The company said the agency affirmed that 510(k) is the appropriate regulatory pathway. A 510(k) submission is a premarket notification required by the FDA for most medium-risk medical devices (Class II) before they can be marketed in the US. The primary purpose of a 510(k) is to demonstrate that the new medical device is substantially equivalent in safety and effectiveness to a legally marketed device, known as a predicate device, that is already on the US market.
Artrya will now refine its study design and submission to incorporate the FDA’s feedback ahead of a planned filing by the end of the calendar year.
Co-founder and CEO John Konstantopoulos said the company will mirror the approach used for Salix Coronary Plaque, which secured FDA clearance in August, prioritising a clinical package and high-quality dossier to support an expedited review.

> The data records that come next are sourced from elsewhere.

PR #11574, opened 2026-07-11
perf(runtime): avoid copying received ZMQ frames

jthomson04:
## Overview:

Eliminate receive-side copies in the runtime ZMQ socket pump while preserving wire format, validation, broadcast, shutdown, and backpressure behavior.

The previous path copied every multipart frame into `Vec<Vec<u8>>`, then cloned the payload vector again before `Frame::decode`. In the saturated 16-frontend AgentX profile, those copies accounted for 7.37% of sampled frontend CPU. This change eliminated 63.5% of ZMQ receive-pump CPU time per completed request in that profile.

## Details:

- Process received `tmq::Multipart` frames directly.
- Borrow the publisher and sequence frames without allocation.
- Move the payload `tmq::Message` into `Bytes::from_owner`, allowing the existing `Frame::decode` path to retain a zero-copy slice.
- Keep payload extraction panic-free after the existing four-frame validation.
- Declare `bytes = "1.9"` as the workspace minimum because `Bytes::from_owner` was introduced in 1.9.0.
- Cover inline and heap-backed message ownership, clones, slices, thread transfer, delayed drop, and continuation after malformed messages.

This does not change queue sizing, HWM behavior, retry or drop policy, batching, topology, or any public API.

Start with `ZmqSubTransport::start_socket_pump` and `ZmqMessageOwner` in `lib/runtime/src/transports/event_plane/zmq_transport.rs`. The ownership and malformed-message tests are in the same module. The only other change is the workspace `bytes` minimum in the root `Cargo.toml`.

## Related Issues

## Validation:

- `git diff --check`
- `cargo test -p dynamo-runtime transports::event_plane::zmq_transport::tests --lib` — 4 passed
- `cargo build --release -p dynamo-runtime`
- `cargo metadata --locked --format-version 1 --no-deps` in the root workspace, `lib/bindings/python`, `lib/runtime/examples`, and `lib/bindings/kvbm`

All four locked metadata checks passed without lockfile changes.

The performance profiles below used `main` with #11568 grafted on top because that was the frontend profile under investigation. This ZMQ receive change was the only A/B difference; this PR itself targets `main` and does not depend on #11568.

### Matched zero-drop AgentX profile

Single matched on-CPU A/B with four frontends sharing CPUs 0-1, four mock workers on CPUs 2-23, KV routing with replica sync, block size 16, 262144 blocks per mocker, mocker speedup 1000000, fastokens, 128 MiB tokenizer cache per frontend, and AgentX concurrency 2. Both arms were unsaturated and reported zero subscriber lag, request errors, and cancellations.

The change eliminated **11.2% of ZMQ receive-pump CPU time per completed request**. The pump's share of sampled frontend CPU fell from 5.24% to 4.44%, a 0.80 percentage-point reduction, and sampled receive-pump `memcpy` CPU was eliminated entirely.

| Metric | Baseline | Candidate | Change |
| --- | ---: | ---: | ---: |
| Throughput | 33.084 req/s | 33.062 req/s | -0.07% |
| Frontend CPU utilization | 33.9% | 34.8% | +0.9 pp |
| ZMQ receive-pump CPU/request | 4.011M sampled cycles | 3.562M sampled cycles | **-11.2%** |
| ZMQ receive-pump `memcpy` CPU/request | 595K sampled cycles | 0 | **-100%** |
| Mean RSS/frontend | 0.396 GiB | 0.390 GiB | -1.4% |
| Peak aggregate frontend RSS | 1.780 GiB | 1.698 GiB | -4.6% |

The matched state at capture start was also close: 391,920 vs. 393,007 successful stored KV events, 205.18M vs. 206.00M input tokens, and 193.50M vs. 193.94M tokenizer-cached tokens.

### Saturated AgentX profile

A separate single A/B used 16 frontends on CPUs 0-1 and AgentX concurrency 256. The change eliminated **63.5% of ZMQ receive-pump CPU time per completed request**, including 99.8% of sampled receive-pump `memcpy` CPU. The pump's share of sampled frontend CPU fell from 16.18% to 6.11%, a 10.07 percentage-point reduction, while throughput increased 3.4%.

The candidate also consumed more event traffic in this overloaded regime, so the aggregate RSS increase observed there is not treated as a matched memory comparison; the zero-drop profile above is the memory validation.

### DIFF
--- a/lib/runtime/src/transports/event_plane/zmq_transport.rs
+++ b/lib/runtime/src/transports/event_plane/zmq_transport.rs
@@ -21,7 +21,7 @@ use bytes::Bytes;
 use futures::{SinkExt, StreamExt};
 use std::sync::{Arc, OnceLock};
 use tmq::{
-    AsZmqSocket, Context, Multipart, SocketBuilder,
+    AsZmqSocket, Context, Message, Multipart, SocketBuilder,
     publish::{Publish, publish},
     subscribe::{Subscribe, subscribe},
 };
@@ -67,8 +67,16 @@ where
         .set_rcvtimeo(ZMQ_RCVTIMEOUT_MS)
 }
 
-fn multipart_message(multipart: Multipart) -> Vec<Vec<u8>> {
-    multipart.into_iter().map(|frame| frame.to_vec()).collect()
+/// Keeps a received ZMQ message alive for as long as any derived `Bytes` exists.
+///
+/// `Bytes::from_owner` obtains the message data pointer only after moving this
+/// owner into stable storage, so this also supports libzmq's inline messages.
+struct ZmqMessageOwner(Message);
+
+impl AsRef<[u8]> for ZmqMessageOwner {
+    fn as_ref(&self) -> &[u8] {
+        &self.0
+    }
 }
 
 /// ZMQ PUB transport for publishing events.
@@ -280,8 +288,8 @@ impl ZmqSubTransport {
                     break;
                 };
 
-                let frames = match result {
-                    Ok(frames) => multipart_message(frames),
+                let mut frames = match result {
+                    Ok(frames) => frames,
                     Err(error) => {
                         tracing::error!(error = %error, "ZMQ receive error in socket pump");
                         break;
@@ -304,8 +312,7 @@ impl ZmqSubTransport {
                     );
                     continue;
                 }
-                let publisher_id =
-                    u64::from_be_bytes(publisher_id_bytes.as_slice().try_into().unwrap());
+                let publisher_id = u64::from_be_bytes(publisher_id_bytes[..].try_into().unwrap());
 
                 let sequence_bytes = &frames[2];
                 if sequence_bytes.len() != 8 {
@@ -315,7 +322,7 @@ impl ZmqSubTransport {
                     );
                     continue;
                 }
-                let sequence = u64::from_be_bytes(sequence_bytes.as_slice().try_into().unwrap());
+                let sequence = u64::from_be_bytes(sequence_bytes[..].try_into().unwrap());
 
                 tracing::trace!(
                     publisher_id = publisher_id,
@@ -323,7 +330,10 @@ impl ZmqSubTransport {
                     "Socket pump received ZMQ message"
                 );
 
-                let frame_bytes = Bytes::from(frames[3].clone());
+                let frame_message = frames
+                    .pop_back()
+                    .expect("four-frame multipart must contain a payload");
+                let frame_bytes = Bytes::from_owner(ZmqMessageOwner(frame_message));
                 match Frame::decode(frame_bytes) {
                     Ok(frame) => {
                         let _ = broadcast_tx.send(frame.payload);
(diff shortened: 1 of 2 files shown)


lib/runtime/src/transports/event_plane/zmq_transport.rs
```diff
@@ -315,15 +322,18 @@ impl ZmqSubTransport {
...
                 tracing::trace!(
                     publisher_id = publisher_id,
                     sequence = sequence,
                     "Socket pump received ZMQ message"
                 );
 
-                let frame_bytes = Bytes::from(frames[3].clone());
+                let frame_message = frames
+                    .pop_back()
+                    .expect("four-frame multipart must contain a payload");
```
jthomson04: Nit: `let Some(frame_message) = frames.pop_back() else { continue };` would make the pump structurally panic-free. As written the `expect` is unreachable (guarded by the frame-count check above), but a panic here would silently kill the pump task since its `JoinHandle` is never awaited. Take it or leave it.

lib/runtime/src/transports/event_plane/zmq_transport.rs
```diff
@@ -315,15 +322,18 @@ impl ZmqSubTransport {
...
+                let frame_bytes = Bytes::from_owner(ZmqMessageOwner(frame_message));
```
jthomson04, line 336: `Bytes::from_owner` only exists since bytes 1.9.0, but the workspace `Cargo.toml` declares `bytes = { version = "1" }`. The lockfile pins 1.11.1 so CI is fine, but the declared floor no longer reflects the true minimum — suggest bumping the workspace constraint to `"1.9"`.

jthomson04 (commented):
## Review

**Verdict: correct and well-executed.** The zero-copy mechanism checks out — I verified the soundness-critical claims against the vendored dependency sources rather than taking them on faith.

### Correctness (verified against dependency sources)

- **Inline (VSM) message safety** — libzmq stores small messages inline in the 64-byte `zmq_msg_t`, so the data pointer moves if the struct moves. The `ZmqMessageOwner` doc comment claims `Bytes::from_owner` takes the pointer only after the owner reaches stable storage. Confirmed in bytes 1.11.1 (`bytes.rs:269-283`): the owner is `Box::into_raw`'d first, and `as_ref()` is called on the heap-pinned value. The internal safety comment there shows this is a deliberate, Miri-validated design choice, so it's unlikely to regress silently — and the new small-message test would catch it if it did.
- **`Send` bound** — `Bytes::from_owner` requires `T: Send`. `zmq::Message` is auto-`Send` because `zmq_msg_t` is `[c_uchar; 64]` in zmq-sys 0.12. Semantically sound too: libzmq permits closing a message from any thread (atomic refcount on heap content, no-op for inline), which is the standard cross-thread ownership-transfer pattern for ZMQ bindings.
- **`Multipart` usage** — tmq 0.5.0's `Multipart` provides `pop_back()` and `Index<usize>`, and `Message` derefs to `[u8]`, so `publisher_id_bytes[..].try_into()` is guarded by the preceding length check. `pop_back()` after the `len() != 4` check correctly yields frame 3.
- **Behavior preservation** — all five reject paths (`continue`) and the receive-error `break` are unchanged; broadcast, warning, and shutdown semantics are intact. Bonus: the topic frame (frame 0), which was copied and never used before, is now not copied at all.
- **Zero-copy end to end** — `Frame::decode` on a `Bytes` input uses `copy_to_bytes` (= `split_to`, a refcounted slice), so the broadcast payload aliases the original zmq message with no copies.

### Tests

- The lifetime test exercises both the inline (18-byte) and heap (64 KiB) message regimes, and the `as_ptr()` equality assertion pins the zero-copy property so a regression to copying would fail the test, not just slow things down.
- The malformed-message test covers all five reject paths, and the readiness-anchor loop is a proper slow-joiner mitigation rather than a bare sleep. The `inproc://` endpoint is valid because the base branch's `shared_zmq_context()` gives pub and sub the same context.

### Suggestions (minor, inline)

1. Bump the `bytes` workspace constraint from `"1"` to `"1.9"` — `Bytes::from_owner` only exists since 1.9.0 (see inline comment).
2. Optional: a panic-free alternative to the `.expect()` on `pop_back()` (see inline comment).

### Risks

- **Memory retention shape** — each broadcast payload now pins the whole zmq message (payload + 5-byte header + owner box) instead of a tight payload copy. Since the payload is essentially the whole message, overhead is a few bytes per in-flight message, and the RSS measurements confirm no regression. Only theoretical concern: a subscriber holding a tiny sub-slice long-term would pin the full message — no current consumer does this.
- **Reliance on a bytes implementation detail** — the post-boxing pointer capture is documented in bytes' internal safety comments, not its public API contract. The added test is the right mitigation.

Meta: the PR labels (`documentation`, `backend::vllm`, `backend::sglang`, `multimodal`, `frontend`) look auto-applied and don't match a single runtime Rust file — worth fixing if labels drive release notes.

ishandhanani (approved):

dmitry-tokarev-nv (approved):
LGTM. claude also approved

The Coronary Flow module is designed to extend Salix’s cloud-based, AI-enabled assessment of coronary artery disease into near real-time, point-of-care insights on flow, complementing plaque analysis to help clinicians diagnose and manage patients more accurately and efficiently.
Q-Sub meetings are a standard part of US device development, enabling sponsors to test assumptions on intended use, validation requirements and submission structure before filing. For Artrya, the feedback anchors its regulatory plan and reduces execution risk as it advances Salix Coronary Flow toward the market. The company emphasised that the 510(k) package will be updated immediately to reflect the FDA’s recommendations, to maintain momentum from its recent U.S. clearance.